** Data for analysis follows **

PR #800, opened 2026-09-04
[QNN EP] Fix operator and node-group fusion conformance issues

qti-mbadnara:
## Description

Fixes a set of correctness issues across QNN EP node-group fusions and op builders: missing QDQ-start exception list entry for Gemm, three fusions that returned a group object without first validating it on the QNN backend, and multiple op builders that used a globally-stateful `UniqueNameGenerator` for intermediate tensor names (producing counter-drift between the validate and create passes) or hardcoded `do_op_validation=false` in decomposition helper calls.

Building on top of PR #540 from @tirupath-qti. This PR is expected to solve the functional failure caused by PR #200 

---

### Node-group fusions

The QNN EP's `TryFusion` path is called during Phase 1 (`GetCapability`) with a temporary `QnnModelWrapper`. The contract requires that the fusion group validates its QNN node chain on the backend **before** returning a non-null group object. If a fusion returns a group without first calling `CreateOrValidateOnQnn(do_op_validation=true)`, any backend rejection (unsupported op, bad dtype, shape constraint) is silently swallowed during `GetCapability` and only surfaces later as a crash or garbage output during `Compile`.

** End of Data for analysis **

**Activity:**
Filter the records for lines containing the word "issues" and copy each one.

**Answer space:**
[QNN EP] Fix operator and node-group fusion conformance issues
Fixes a set of correctness issues across QNN EP node-group fusions and op builders: missing QDQ-start exception list entry for Gemm, three fusions that returned a group object without first validating it on the QNN backend, and multiple op builders that used a globally-stateful `UniqueNameGenerator` for intermediate tensor names (producing counter-drift between the validate and create passes) or hardcoded `do_op_validation=false` in decomposition helper calls.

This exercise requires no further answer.